=== Begin Enclosure ===
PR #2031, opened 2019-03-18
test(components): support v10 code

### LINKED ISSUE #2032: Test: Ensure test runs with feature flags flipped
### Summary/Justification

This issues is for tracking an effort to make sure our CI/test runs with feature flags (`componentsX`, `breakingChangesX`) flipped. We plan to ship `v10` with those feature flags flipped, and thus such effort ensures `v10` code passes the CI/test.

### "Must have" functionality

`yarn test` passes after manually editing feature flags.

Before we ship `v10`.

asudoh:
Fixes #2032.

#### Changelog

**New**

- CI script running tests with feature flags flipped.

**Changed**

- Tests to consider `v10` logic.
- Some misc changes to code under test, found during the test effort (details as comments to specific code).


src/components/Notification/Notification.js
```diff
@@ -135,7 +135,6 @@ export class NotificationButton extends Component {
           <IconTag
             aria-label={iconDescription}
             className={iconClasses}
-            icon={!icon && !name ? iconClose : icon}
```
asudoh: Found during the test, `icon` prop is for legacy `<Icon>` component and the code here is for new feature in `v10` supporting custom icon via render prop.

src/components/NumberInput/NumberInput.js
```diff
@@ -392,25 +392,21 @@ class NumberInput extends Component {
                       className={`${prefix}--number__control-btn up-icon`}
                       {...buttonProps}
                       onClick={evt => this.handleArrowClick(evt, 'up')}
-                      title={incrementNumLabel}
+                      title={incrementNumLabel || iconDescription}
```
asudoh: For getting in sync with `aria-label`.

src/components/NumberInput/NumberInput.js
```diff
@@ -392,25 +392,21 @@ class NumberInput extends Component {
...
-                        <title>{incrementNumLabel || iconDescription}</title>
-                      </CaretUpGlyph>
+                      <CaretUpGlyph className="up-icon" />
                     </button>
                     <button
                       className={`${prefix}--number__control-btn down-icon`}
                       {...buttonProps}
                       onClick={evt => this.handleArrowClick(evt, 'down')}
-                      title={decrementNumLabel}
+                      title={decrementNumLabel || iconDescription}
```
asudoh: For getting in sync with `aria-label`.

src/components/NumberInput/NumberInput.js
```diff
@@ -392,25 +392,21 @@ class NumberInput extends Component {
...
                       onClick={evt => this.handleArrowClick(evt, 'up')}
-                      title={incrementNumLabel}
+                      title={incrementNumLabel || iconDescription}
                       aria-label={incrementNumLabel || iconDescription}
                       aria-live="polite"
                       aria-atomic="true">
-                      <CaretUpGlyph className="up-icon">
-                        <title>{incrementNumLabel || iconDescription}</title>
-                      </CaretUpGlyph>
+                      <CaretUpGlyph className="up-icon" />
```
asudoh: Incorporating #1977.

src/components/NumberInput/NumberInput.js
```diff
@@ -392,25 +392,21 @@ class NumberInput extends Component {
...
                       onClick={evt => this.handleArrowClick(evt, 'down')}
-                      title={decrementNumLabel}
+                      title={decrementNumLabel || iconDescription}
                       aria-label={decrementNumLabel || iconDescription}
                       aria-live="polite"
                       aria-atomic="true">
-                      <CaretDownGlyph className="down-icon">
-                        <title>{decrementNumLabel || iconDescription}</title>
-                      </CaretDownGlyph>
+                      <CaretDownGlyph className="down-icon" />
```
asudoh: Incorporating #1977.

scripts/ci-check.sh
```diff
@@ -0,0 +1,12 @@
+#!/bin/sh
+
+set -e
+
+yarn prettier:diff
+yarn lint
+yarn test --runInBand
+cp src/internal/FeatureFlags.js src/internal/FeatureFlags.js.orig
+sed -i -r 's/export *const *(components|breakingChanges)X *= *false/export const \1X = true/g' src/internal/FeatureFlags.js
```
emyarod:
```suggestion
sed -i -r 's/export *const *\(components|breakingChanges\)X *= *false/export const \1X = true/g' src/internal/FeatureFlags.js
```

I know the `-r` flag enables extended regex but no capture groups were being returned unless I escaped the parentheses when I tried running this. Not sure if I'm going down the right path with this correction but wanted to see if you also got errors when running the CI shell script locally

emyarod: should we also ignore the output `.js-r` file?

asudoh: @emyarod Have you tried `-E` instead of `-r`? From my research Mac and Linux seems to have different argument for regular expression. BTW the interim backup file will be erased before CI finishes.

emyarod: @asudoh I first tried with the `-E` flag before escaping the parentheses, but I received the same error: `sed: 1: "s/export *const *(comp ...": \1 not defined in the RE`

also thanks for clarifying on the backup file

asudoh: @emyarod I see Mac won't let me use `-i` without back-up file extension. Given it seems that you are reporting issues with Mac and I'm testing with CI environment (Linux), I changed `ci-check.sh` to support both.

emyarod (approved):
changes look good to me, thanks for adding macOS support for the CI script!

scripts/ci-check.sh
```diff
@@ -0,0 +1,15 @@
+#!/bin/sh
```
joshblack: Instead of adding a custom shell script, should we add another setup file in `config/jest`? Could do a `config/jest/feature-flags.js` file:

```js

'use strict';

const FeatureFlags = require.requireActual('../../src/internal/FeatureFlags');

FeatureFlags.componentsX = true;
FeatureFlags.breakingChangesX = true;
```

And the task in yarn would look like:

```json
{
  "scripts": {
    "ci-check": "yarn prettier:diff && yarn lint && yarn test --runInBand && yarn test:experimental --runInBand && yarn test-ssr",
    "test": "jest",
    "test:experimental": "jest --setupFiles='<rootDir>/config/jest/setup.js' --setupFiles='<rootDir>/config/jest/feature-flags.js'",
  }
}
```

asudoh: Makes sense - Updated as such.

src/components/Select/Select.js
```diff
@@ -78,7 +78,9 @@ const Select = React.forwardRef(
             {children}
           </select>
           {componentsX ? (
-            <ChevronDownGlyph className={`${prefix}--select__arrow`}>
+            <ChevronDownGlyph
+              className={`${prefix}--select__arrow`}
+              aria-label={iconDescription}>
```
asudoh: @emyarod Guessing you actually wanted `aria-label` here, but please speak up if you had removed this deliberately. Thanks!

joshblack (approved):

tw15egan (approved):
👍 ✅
=== End Enclosure ===
**What you have to do**
Retype every line of the data above exactly.

**Answer to this task**
PR #2031, opened 2019-03-18
test(components): support v10 code

### LINKED ISSUE #2032: Test: Ensure test runs with feature flags flipped
### Summary/Justification

This issues is for tracking an effort to make sure our CI/test runs with feature flags (`componentsX`, `breakingChangesX`) flipped. We plan to ship `v10` with those feature flags flipped, and thus such effort ensures `v10` code passes the CI/test.

### "Must have" functionality

`yarn test` passes after manually editing feature flags.

Before we ship `v10`.

asudoh:
Fixes #2032.

#### Changelog

**New**

- CI script running tests with feature flags flipped.

**Changed**

- Tests to consider `v10` logic.
- Some misc changes to code under test, found during the test effort (details as comments to specific code).


src/components/Notification/Notification.js
```diff
@@ -135,7 +135,6 @@ export class NotificationButton extends Component {
           <IconTag
             aria-label={iconDescription}
             className={iconClasses}
-            icon={!icon && !name ? iconClose : icon}
```
asudoh: Found during the test, `icon` prop is for legacy `<Icon>` component and the code here is for new feature in `v10` supporting custom icon via render prop.

src/components/NumberInput/NumberInput.js
```diff
@@ -392,25 +392,21 @@ class NumberInput extends Component {
                       className={`${prefix}--number__control-btn up-icon`}
                       {...buttonProps}
                       onClick={evt => this.handleArrowClick(evt, 'up')}
-                      title={incrementNumLabel}
+                      title={incrementNumLabel || iconDescription}
```
asudoh: For getting in sync with `aria-label`.

src/components/NumberInput/NumberInput.js
```diff
@@ -392,25 +392,21 @@ class NumberInput extends Component {
...
-                        <title>{incrementNumLabel || iconDescription}</title>
-                      </CaretUpGlyph>
+                      <CaretUpGlyph className="up-icon" />
                     </button>
                     <button
                       className={`${prefix}--number__control-btn down-icon`}
                       {...buttonProps}
                       onClick={evt => this.handleArrowClick(evt, 'down')}
-                      title={decrementNumLabel}
+                      title={decrementNumLabel || iconDescription}
```
asudoh: For getting in sync with `aria-label`.

src/components/NumberInput/NumberInput.js
```diff
@@ -392,25 +392,21 @@ class NumberInput extends Component {
...
                       onClick={evt => this.handleArrowClick(evt, 'up')}
-                      title={incrementNumLabel}
+                      title={incrementNumLabel || iconDescription}
                       aria-label={incrementNumLabel || iconDescription}
                       aria-live="polite"
                       aria-atomic="true">
-                      <CaretUpGlyph className="up-icon">
-                        <title>{incrementNumLabel || iconDescription}</title>
-                      </CaretUpGlyph>
+                      <CaretUpGlyph className="up-icon" />
```
asudoh: Incorporating #1977.

src/components/NumberInput/NumberInput.js
```diff
@@ -392,25 +392,21 @@ class NumberInput extends Component {
...
                       onClick={evt => this.handleArrowClick(evt, 'down')}
-                      title={decrementNumLabel}
+                      title={decrementNumLabel || iconDescription}
                       aria-label={decrementNumLabel || iconDescription}
                       aria-live="polite"
                       aria-atomic="true">
-                      <CaretDownGlyph className="down-icon">
-                        <title>{decrementNumLabel || iconDescription}</title>
-                      </CaretDownGlyph>
+                      <CaretDownGlyph className="down-icon" />
```
asudoh: Incorporating #1977.

scripts/ci-check.sh
```diff
@@ -0,0 +1,12 @@
+#!/bin/sh
+
+set -e
+
+yarn prettier:diff
+yarn lint
+yarn test --runInBand
+cp src/internal/FeatureFlags.js src/internal/FeatureFlags.js.orig
+sed -i -r 's/export *const *(components|breakingChanges)X *= *false/export const \1X = true/g' src/internal/FeatureFlags.js
```
emyarod:
```suggestion
sed -i -r 's/export *const *\(components|breakingChanges\)X *= *false/export const \1X = true/g' src/internal/FeatureFlags.js
```

I know the `-r` flag enables extended regex but no capture groups were being returned unless I escaped the parentheses when I tried running this. Not sure if I'm going down the right path with this correction but wanted to see if you also got errors when running the CI shell script locally

emyarod: should we also ignore the output `.js-r` file?

asudoh: @emyarod Have you tried `-E` instead of `-r`? From my research Mac and Linux seems to have different argument for regular expression. BTW the interim backup file will be erased before CI finishes.

emyarod: @asudoh I first tried with the `-E` flag before escaping the parentheses, but I received the same error: `sed: 1: "s/export *const *(comp ...": \1 not defined in the RE`

also thanks for clarifying on the backup file

asudoh: @emyarod I see Mac won't let me use `-i` without back-up file extension. Given it seems that you are reporting issues with Mac and I'm testing with CI environment (Linux), I changed `ci-check.sh` to support both.

emyarod (approved):
changes look good to me, thanks for adding macOS support for the CI script!

scripts/ci-check.sh
```diff
@@ -0,0 +1,15 @@
+#!/bin/sh
```
joshblack: Instead of adding a custom shell script, should we add another setup file in `config/jest`? Could do a `config/jest/feature-flags.js` file:

```js

'use strict';

const FeatureFlags = require.requireActual('../../src/internal/FeatureFlags');

FeatureFlags.componentsX = true;
FeatureFlags.breakingChangesX = true;
```

And the task in yarn would look like:

```json
{
  "scripts": {
    "ci-check": "yarn prettier:diff && yarn lint && yarn test --runInBand && yarn test:experimental --runInBand && yarn test-ssr",
    "test": "jest",
    "test:experimental": "jest --setupFiles='<rootDir>/config/jest/setup.js' --setupFiles='<rootDir>/config/jest/feature-flags.js'",
  }
}
```

asudoh: Makes sense - Updated as such.

src/components/Select/Select.js
```diff
@@ -78,7 +78,9 @@ const Select = React.forwardRef(
             {children}
           </select>
           {componentsX ? (
-            <ChevronDownGlyph className={`${prefix}--select__arrow`}>
+            <ChevronDownGlyph
+              className={`${prefix}--select__arrow`}
+              aria-label={iconDescription}>
```
asudoh: @emyarod Guessing you actually wanted `aria-label` here, but please speak up if you had removed this deliberately. Thanks!

joshblack (approved):

tw15egan (approved):
👍 ✅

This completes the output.